Benchmarks on insurance-scale datasets

Fiedler and Lucia’s benchmark (Section VII of the paper) compares three methods on simulated regression data:

BLL with optimised marginal likelihood (their method)
Bayesian linear regression with fixed neural network features (no joint optimisation)
Bayes by Backprop with variational inference (Blundell et al. 2015)

BLL achieves the highest log-predictive density on test data across all settings. The important comparison is against Bayes by Backprop: BLL matches or exceeds it in predictive performance while requiring no variational posterior parameterisation, no sampling during training, and roughly 1–2% of the additional computational overhead.

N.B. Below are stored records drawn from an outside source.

Issue #70, opened 2019-04-04
seekToPlayer error 


zfha:
in iOS Platform
_TypeError (type 'int' is not a subtype of type 'String')

hyochan:
Can you also try `example` project?

nicholas-vella:
I've just opened a pull request for this !72

CoreyCole:
I see this is merged, but is it live in `1.4.0`? I'm getting the error on iOS about the return type of seek:
```
[VERBOSE-2:ui_dart_state.cc(148)] Unhandled Exception: type 'int' is not a subtype of type 'String'
#0      MethodChannel.invokeMethod (package:flutter/src/services/platform_channel.dart:302:13)
<asynchronous suspension>
#1      FlutterSound.seekToPlayer (package:flutter_sound/flutter_sound.dart:190:24)
<asynchronous suspension>
#2      AudioService.seekPlayer (package:mokri_storytime/src/blocs/services/audio_service.dart:219:19)
```

PR #72, opened 2019-04-09
iOS: Fixes for seekToPlayer 

nicholas-vella:
`seekToPlayer` on Android returns a String, and on iOS was returning an int. This is reflected in Issue #70. This PR fixes that, making iOS match the Android behaviour.
The iOS `AVAudioPlayer` class's `currentTime` property is measured in seconds instead of milliseconds. This PR converts milliseconds into seconds when setting the current time in the `seekToPlayer` function.
Additionally, the `seekToPlayer` function wasn't calling the `updateProgress` Dart method, which was happening on Android. This PR also adds equivalent functionality to iOS.

### DIFF
--- a/ios/Classes/FlutterSoundPlugin.m
+++ b/ios/Classes/FlutterSoundPlugin.m
@@ -357,8 +357,9 @@ NSString* status = [NSString stringWithFormat:@"{\"current_position\": \"%@\"}",
 
 - (void)seekToPlayer:(nonnull NSNumber*) time result: (FlutterResult)result {
   if (audioPlayer) {
-    audioPlayer.currentTime = [time doubleValue];
-    result(time);
+      audioPlayer.currentTime = [time doubleValue] / 1000;
+      [self updateProgress:nil];
+      result([time stringValue]);
   } else {
     result([FlutterError
         errorWithCode:@"Audio Player"


ios/Classes/FlutterSoundPlugin.m
```diff
@@ -357,8 +357,9 @@ - (void)resumePlayer:(FlutterResult)result {
 
 - (void)seekToPlayer:(nonnull NSNumber*) time result: (FlutterResult)result {
   if (audioPlayer) {
-    audioPlayer.currentTime = [time doubleValue];
-    result(time);
+      audioPlayer.currentTime = [time doubleValue] / 1000;
+      [self updateProgress:nil];
```
hyochan: Is this line needed? `[self updateProgress:nil]`?

nicholas-vella: This line isn't strictly necessary. After a bit more investigation, this can be handled by the host application's logic. However, having this line provides a confirmation that the seekToPlayer function correctly updated the AVAudioPlayer's currentTime. I'm open to removing or leaving it, either way.

hyochan: Alright! Let's keep this update for now.

PR #80, opened 2019-05-07
fix(example): remove milliseconds conversion

CoreyCole:
`seekToPlayer()` takes milliseconds as input on iOS now. We can remove this conditional check from the example because it is no longer valid.


hyochan:
Thanks for the contribution! 🎉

The practical constraint is that BLL only gives you a posterior over the last-layer weights. If the dominant source of model uncertainty is in the feature extraction (the hidden layers), BLL understates total parameter risk. In our experience on UK motor frequency models with 15–20 input features and two to three hidden layers of width 64–128, the last layer accounts for roughly 60–70% of the prediction variance on out-of-distribution inputs, which is usually enough for an internal model parameter risk charge. For cases where you need posterior uncertainty across all weights, the linearised Laplace approximation over the full network (Immer et al. 2021, arXiv:2008.08400) is the correct extension — it is more expensive (requires a Kronecker-factored Hessian approximation) but drops naturally out of the same framework.

What BLL does not solve

Three things to be clear about.

Coverage calibration. BLL’s posterior predictive intervals are calibrated in the Bayesian sense — they are correct if the prior and likelihood are correctly specified. They are not distribution-free. If your Gaussian noise assumption is wrong (and for claim severity, it usually is), the intervals will be miscalibrated. This is exactly what insurance-conformal addresses. Do not use BLL intervals as your primary risk capital intervals unless you have validated the Gaussian assumption on a large holdout set.

The feature-learning boundary. The theoretical guarantee — that the posterior over w is exactly Gaussian — holds because the last layer is linear. This means BLL’s uncertainty quantification is only as good as the feature representation φ(x). If two risk profiles that are genuinely very different produce similar φ(x) (because the network has not learned to separate them), BLL will report low uncertainty for both. This is the right behaviour given what the network knows, but it can understate risk when the network’s feature space is poorly calibrated on a new risk class.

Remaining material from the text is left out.